### PROVIDED RECORDS
------

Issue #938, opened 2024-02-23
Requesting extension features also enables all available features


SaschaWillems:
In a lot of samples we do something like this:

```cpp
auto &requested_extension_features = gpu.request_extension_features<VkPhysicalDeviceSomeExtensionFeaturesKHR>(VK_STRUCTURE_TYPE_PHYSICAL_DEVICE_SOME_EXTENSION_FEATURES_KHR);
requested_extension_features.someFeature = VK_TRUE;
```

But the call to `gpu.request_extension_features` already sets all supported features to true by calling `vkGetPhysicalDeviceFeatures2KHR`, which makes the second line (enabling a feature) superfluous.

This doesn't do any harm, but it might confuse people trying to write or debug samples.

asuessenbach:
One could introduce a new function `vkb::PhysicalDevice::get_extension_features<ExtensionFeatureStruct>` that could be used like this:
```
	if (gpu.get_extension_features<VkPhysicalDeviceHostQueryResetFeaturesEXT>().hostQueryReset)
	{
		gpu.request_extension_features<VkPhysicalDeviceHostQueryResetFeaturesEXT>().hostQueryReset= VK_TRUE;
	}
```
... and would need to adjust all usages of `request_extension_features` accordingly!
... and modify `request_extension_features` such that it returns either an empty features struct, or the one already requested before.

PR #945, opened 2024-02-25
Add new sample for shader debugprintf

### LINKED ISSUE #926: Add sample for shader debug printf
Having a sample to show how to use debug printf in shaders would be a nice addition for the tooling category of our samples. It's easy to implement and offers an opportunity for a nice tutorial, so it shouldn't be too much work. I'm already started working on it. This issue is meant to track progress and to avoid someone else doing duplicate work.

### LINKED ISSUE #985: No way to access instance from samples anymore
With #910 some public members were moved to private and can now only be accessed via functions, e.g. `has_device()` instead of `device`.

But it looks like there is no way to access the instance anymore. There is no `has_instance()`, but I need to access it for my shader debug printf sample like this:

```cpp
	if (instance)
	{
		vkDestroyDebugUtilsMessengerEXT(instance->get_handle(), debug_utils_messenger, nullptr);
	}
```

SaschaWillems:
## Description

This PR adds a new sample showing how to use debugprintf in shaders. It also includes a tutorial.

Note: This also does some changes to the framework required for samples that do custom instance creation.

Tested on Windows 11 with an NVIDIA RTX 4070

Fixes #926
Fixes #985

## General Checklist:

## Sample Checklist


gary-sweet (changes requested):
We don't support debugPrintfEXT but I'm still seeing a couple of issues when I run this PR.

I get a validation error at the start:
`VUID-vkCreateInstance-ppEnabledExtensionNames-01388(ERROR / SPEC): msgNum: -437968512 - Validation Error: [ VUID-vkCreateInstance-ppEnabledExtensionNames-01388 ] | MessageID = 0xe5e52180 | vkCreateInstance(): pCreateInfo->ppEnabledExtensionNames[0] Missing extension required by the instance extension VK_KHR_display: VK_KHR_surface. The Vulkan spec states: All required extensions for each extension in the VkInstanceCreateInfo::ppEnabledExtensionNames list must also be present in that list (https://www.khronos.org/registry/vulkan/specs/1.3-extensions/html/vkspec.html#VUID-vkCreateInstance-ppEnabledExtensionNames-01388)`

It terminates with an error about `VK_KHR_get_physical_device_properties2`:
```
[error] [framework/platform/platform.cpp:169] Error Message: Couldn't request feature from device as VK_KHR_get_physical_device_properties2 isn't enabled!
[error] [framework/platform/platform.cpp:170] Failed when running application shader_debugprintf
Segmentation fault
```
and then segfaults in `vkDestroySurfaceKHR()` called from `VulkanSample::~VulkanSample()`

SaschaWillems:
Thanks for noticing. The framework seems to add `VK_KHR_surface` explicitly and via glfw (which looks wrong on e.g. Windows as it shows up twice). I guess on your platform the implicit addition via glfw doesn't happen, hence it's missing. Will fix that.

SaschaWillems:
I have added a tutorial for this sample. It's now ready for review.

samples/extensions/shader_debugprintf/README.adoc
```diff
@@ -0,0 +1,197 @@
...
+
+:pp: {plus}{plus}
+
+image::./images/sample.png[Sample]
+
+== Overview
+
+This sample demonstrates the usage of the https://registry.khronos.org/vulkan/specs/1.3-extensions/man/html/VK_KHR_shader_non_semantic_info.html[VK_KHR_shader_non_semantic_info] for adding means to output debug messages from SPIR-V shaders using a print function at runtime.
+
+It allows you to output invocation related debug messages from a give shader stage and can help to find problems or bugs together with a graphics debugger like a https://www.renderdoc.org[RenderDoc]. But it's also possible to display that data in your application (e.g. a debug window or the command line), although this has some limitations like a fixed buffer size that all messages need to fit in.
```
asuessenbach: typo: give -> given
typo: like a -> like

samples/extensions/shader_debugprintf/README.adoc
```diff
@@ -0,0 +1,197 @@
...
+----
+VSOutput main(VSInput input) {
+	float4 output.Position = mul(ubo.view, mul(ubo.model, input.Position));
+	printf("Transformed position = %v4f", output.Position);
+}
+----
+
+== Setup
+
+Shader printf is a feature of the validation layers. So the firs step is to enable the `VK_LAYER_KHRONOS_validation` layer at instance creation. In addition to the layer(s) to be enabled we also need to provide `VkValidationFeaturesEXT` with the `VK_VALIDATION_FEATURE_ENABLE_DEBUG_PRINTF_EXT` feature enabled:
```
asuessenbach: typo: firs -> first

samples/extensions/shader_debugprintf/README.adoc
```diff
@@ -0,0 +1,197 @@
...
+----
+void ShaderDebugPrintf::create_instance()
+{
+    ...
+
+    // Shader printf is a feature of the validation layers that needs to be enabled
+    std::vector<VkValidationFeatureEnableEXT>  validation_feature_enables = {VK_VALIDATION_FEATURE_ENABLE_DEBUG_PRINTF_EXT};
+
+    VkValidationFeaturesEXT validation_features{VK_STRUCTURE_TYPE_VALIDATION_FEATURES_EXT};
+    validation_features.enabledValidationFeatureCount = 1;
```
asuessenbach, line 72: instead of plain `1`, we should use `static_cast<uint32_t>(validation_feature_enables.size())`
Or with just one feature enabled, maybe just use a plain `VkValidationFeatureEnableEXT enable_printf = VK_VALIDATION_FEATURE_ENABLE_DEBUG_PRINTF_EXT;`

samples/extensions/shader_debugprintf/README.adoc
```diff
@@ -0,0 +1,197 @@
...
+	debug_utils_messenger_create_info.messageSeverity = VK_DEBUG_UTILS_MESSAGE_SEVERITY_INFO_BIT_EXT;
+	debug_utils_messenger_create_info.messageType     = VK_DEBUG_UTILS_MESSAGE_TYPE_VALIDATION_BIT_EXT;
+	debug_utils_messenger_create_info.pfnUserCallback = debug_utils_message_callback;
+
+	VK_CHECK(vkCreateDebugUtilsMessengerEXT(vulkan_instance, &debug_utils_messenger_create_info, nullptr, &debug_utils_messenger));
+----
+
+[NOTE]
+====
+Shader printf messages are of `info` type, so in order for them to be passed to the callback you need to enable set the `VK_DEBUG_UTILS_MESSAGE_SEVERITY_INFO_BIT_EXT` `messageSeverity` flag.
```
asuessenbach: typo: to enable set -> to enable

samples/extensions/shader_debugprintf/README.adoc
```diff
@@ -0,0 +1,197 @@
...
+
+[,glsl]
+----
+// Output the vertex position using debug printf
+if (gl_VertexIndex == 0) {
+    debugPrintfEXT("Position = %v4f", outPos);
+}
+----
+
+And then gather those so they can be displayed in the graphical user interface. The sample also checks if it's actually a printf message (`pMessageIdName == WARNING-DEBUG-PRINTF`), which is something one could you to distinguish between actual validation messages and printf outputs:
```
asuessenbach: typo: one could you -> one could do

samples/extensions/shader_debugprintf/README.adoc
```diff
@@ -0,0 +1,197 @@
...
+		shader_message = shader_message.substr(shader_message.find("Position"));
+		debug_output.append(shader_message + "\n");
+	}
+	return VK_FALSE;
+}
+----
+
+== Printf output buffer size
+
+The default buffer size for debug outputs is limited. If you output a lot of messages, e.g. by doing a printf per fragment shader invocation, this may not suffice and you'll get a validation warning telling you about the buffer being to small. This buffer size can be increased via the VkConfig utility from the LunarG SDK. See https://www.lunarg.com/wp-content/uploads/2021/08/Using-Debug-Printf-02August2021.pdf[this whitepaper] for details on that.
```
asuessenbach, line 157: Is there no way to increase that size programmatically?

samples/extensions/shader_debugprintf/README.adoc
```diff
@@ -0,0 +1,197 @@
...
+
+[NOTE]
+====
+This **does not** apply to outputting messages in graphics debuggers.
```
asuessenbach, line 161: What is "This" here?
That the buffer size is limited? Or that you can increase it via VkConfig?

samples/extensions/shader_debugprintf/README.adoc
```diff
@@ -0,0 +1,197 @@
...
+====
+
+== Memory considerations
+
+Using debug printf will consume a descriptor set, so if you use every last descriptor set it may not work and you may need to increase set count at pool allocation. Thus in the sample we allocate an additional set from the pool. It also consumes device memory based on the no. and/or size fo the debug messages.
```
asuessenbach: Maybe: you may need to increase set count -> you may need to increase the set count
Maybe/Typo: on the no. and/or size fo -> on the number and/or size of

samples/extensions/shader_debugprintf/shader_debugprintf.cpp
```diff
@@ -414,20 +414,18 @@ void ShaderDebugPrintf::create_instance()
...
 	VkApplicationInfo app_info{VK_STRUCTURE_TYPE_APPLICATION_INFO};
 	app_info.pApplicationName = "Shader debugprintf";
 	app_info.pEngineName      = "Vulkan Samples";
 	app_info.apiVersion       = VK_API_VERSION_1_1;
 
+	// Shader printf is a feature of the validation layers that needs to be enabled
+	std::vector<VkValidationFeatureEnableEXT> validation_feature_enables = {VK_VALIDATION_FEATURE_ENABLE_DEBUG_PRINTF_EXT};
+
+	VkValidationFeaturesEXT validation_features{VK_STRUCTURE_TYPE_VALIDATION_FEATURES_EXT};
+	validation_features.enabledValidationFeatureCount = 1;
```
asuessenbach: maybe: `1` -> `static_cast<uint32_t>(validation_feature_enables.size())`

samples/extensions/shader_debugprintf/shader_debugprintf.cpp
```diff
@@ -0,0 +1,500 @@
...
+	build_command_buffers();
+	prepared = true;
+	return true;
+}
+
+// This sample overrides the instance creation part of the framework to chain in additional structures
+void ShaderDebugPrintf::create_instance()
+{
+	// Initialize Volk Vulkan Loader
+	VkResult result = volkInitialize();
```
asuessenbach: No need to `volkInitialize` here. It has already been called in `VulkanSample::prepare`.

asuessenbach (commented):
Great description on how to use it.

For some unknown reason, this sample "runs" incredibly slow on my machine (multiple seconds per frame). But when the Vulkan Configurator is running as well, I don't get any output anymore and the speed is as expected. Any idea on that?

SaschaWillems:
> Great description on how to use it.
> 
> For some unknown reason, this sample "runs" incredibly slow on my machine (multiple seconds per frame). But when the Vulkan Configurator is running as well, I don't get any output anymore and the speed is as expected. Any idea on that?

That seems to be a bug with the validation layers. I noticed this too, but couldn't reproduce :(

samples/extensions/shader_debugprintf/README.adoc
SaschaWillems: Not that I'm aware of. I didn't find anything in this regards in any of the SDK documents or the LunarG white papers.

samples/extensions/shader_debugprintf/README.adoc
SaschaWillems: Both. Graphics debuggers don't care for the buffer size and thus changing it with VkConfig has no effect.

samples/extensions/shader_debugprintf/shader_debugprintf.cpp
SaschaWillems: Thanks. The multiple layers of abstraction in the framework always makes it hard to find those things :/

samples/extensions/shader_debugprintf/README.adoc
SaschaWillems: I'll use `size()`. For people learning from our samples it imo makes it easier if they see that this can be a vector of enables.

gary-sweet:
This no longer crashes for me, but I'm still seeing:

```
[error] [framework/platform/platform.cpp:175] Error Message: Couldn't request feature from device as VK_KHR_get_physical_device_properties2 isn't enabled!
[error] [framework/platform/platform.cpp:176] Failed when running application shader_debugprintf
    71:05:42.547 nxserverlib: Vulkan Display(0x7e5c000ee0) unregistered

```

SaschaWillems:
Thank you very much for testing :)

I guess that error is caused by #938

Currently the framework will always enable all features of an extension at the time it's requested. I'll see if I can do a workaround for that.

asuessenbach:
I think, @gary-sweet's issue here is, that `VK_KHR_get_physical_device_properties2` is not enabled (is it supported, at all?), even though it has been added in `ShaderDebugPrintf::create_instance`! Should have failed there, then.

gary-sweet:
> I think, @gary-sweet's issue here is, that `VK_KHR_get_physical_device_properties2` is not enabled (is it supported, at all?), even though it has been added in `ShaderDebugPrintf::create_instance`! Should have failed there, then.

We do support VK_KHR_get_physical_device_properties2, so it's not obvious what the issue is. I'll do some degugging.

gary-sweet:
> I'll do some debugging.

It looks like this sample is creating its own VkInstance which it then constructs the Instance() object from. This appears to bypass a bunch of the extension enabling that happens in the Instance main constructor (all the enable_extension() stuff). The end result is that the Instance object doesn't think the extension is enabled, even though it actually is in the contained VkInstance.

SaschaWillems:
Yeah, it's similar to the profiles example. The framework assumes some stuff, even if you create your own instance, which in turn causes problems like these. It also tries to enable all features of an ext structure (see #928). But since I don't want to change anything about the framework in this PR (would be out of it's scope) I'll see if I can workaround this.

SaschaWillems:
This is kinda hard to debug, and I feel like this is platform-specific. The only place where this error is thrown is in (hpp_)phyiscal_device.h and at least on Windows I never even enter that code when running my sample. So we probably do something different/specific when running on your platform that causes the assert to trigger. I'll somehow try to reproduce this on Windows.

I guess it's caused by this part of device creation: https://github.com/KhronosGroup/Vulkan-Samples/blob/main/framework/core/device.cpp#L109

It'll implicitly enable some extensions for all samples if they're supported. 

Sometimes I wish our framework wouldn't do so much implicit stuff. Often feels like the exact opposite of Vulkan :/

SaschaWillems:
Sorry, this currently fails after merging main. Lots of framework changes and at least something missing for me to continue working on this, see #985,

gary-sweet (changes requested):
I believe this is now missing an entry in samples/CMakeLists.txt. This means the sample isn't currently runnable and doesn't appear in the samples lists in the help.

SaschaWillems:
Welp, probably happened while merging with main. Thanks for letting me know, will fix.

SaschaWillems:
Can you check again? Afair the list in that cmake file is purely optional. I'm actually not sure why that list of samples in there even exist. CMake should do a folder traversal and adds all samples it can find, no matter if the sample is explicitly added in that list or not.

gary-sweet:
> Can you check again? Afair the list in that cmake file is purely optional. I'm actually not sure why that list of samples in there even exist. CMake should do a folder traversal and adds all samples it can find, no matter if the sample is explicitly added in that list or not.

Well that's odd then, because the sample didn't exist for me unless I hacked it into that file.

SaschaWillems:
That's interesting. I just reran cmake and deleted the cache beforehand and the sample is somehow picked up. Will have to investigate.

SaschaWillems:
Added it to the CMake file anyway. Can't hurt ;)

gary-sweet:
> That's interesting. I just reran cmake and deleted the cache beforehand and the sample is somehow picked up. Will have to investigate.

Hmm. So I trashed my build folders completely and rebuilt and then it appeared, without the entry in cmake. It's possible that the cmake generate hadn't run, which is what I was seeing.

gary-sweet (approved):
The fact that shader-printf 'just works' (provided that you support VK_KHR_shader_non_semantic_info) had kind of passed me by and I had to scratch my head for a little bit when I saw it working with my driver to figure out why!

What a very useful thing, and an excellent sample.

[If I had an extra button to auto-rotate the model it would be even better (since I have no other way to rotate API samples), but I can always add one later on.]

------

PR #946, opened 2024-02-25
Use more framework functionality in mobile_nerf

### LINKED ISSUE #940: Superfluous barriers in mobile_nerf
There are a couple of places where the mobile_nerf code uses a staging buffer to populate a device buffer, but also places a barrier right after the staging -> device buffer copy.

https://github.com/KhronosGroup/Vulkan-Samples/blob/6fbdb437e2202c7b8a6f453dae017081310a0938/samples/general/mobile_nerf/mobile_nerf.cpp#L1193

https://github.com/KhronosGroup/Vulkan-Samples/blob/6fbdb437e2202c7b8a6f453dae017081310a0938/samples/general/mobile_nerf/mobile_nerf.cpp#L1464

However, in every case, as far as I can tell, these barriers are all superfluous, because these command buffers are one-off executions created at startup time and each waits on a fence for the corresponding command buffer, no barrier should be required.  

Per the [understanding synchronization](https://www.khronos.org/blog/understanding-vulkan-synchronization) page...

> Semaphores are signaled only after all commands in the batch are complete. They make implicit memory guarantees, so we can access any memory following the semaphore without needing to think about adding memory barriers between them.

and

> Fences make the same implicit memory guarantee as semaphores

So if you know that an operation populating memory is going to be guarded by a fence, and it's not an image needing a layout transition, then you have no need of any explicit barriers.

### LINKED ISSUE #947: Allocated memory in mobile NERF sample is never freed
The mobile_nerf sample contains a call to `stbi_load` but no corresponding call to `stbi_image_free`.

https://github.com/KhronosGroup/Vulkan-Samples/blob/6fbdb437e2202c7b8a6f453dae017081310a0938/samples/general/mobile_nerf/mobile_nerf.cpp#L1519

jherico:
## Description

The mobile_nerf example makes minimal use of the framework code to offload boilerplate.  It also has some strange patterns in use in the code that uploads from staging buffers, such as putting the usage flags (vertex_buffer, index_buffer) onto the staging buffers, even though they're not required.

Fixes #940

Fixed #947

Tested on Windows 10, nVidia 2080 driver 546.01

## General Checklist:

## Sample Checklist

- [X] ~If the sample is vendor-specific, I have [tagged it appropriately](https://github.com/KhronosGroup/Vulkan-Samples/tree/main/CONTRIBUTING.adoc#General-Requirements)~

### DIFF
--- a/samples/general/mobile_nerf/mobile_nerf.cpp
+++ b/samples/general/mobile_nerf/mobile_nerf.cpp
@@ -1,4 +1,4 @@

------

### WHAT YOU ARE ASKED TO DO
Using the material above, find each line that holds "them" and copy that line.

### REPLY TO THE EXERCISE
+Shader printf messages are of `info` type, so in order for them to be passed to the callback you need to enable set the `VK_DEBUG_UTILS_MESSAGE_SEVERITY_INFO_BIT_EXT` `messageSeverity` flag.
> Semaphores are signaled only after all commands in the batch are complete. They make implicit memory guarantees, so we can access any memory following the semaphore without needing to think about adding memory barriers between them.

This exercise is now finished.